江原第二天才知道,为什么昨晚顾律能那么快下楼,因为这个四层的家里装了电梯。
他低低笑了一声,瞬间能明白为什么会装这么个费劲玩意儿,这当然不是因为顾律懒,只是一想到,自己进个门要在冰冷水池里泡一夜,一个无关紧要地废物点心竟然有资格在这个房子里上上下下电梯伺候。
他也以为顾律不开门他永远进不来,其实也不是。这里还住着一个陌生的人,大概是个管家之类的,现在的有钱人都流行这样以示身份尊贵,江原对这个陌生人印象差极了,一时说不上来是因为他装作听不见看不见,还是因为他在顾律的生活里填充了陪伴者的角色。
江原从不爱吃面包煎蛋和干食,这个称作许叔连做了三顿,江原内闷极了。
他昨晚差点忘了把行李拿进来,快要天亮才想起来,急匆匆地吞了各种消炎药抗生素,他挺惜命的,这个关头最紧要了,顾律搞不好趁着自己虚弱的自己扔出去,他比谁都怕自己病。

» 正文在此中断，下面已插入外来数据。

PR #21382, opened 2023-05-23
Blacksmiths across the galaxy in shambles :: You can only forge with metals

Paxilmaniac:
## About The Pull Request

Adds a whitelist of materials that can be used in forging, which includes every metal and metal-like material we have. Why do this you ask? Because people forging with meat, wood, paper, whatever else you can think of that's **not** a metal seems rather quite silly to me.

People won't be able to forge weapons and armor out of meat anymore.

## Proof of Testing

image

## Changelog

:cl:
fix: Forging can only be done with metals, and not bone/wood/meat/paper/diamonds/whatever else
/:cl:

### DIFF
--- a/modular_skyrat/modules/reagent_forging/code/forge_items.dm
+++ b/modular_skyrat/modules/reagent_forging/code/forge_items.dm
@@ -15,6 +15,10 @@ GLOBAL_LIST_INIT(allowed_forging_materials, list(
 	/datum/material/alloy/plasteel,
 	/datum/material/alloy/plastitanium,
 	/datum/material/alloy/alien,
+	/datum/material/cobolterium,
+	/datum/material/copporcitite,
+	/datum/material/tinumium,
+	/datum/material/brussite,
 ))
 
 /obj/item/forging
--- a/modular_skyrat/modules/reagent_forging/code/forge_items.dm
+++ b/modular_skyrat/modules/reagent_forging/code/forge_items.dm
@@ -1,3 +1,22 @@
+GLOBAL_LIST_INIT(allowed_forging_materials, list(
+	/datum/material/iron,
+	/datum/material/silver,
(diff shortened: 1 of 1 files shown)


tf-4 (approved):
No more diamond sword 😭

Paxilmaniac:
> No more diamond sword 😭

Its joever

Hatterhat:
its so joever

kittysmooch:
speedclose. repository ban. dispatch hunter-killers droids

Samarai:
I can understand removing silly materials like paper, cardboard, and meat. But this also lumps in bone, plasma, plasmaglass, glass, bluespace crystals, and other less silly materials for forging that look rather pretty when used.

tf-4:
actually yeah add bone, that makes sense

softcerv:
It would be amusing if later down the line, the ability to forge with things like paper and cardboard were reintroduced and ended up giving the items comedic effects. Using cloth to make a plush sword that does 0 damage would be funny.

softcerv:
I think having sandstone included in this list would make sense.

Paxilmaniac:
> I think having sandstone included in this list would make sense.

No, no I don't think so.

HoodMilk:
the death of pizza sword

modular_skyrat/modules/reagent_forging/code/forge_items.dm
```diff
@@ -1,3 +1,26 @@
+GLOBAL_LIST_INIT(allowed_forging_materials, list(
```
ghost, line 1: should this be alphabetized or otherwise sorted?

Paxilmaniac: It is sorted just in "oh right I need to add that material too" order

好在还好,肺只是闷闷地有些疼,药物作用睡了一天,很饿,他自己找点饼干吞了。
他一天都没出去,说实话,主要是怕遇到顾律。
昨天那个许叔给他在一楼安排了个房间要领他进去住,像一场笑话,被一个陌生人来安排他住在自己家的客房里。
他是真不信梁纪没提前给顾律打招呼。
他行李拿到三楼自己的房间,大大方方的掏出自己卧室的钥匙打开门,入目空旷的只剩下窗户的房间也只是让他愣了愣。
其实没什么好生气的,生气伤身体,没事,反正床没了被子没了以后可以慢慢买。顾律的房间和他以前住的是门对门,那时他基本睡在顾律的房间里,这里什么都没有也很正常
“这是谁的房间”江原一愣,指着以前他的衣帽间问道。
许叔对他的不礼貌露出冷淡地语气“这是许先生的房间。”
江原冷笑“哪个许先生”
“当然顾总的弟弟,许宣先生”许叔皱眉道
“姓许算哪门子弟弟?”
“这个..要问顾总”
“好吧,那为什么那个人坐着轮椅还能住三楼,我却要住一楼?”
许叔也许是很久没遇到这么没礼貌的人,屏住气快速走开的样子叫江原心里畅快的多。
他很想把许宣的衣服、床、桌子、椅子用过的一切东西全部丢出去。但是目前不行。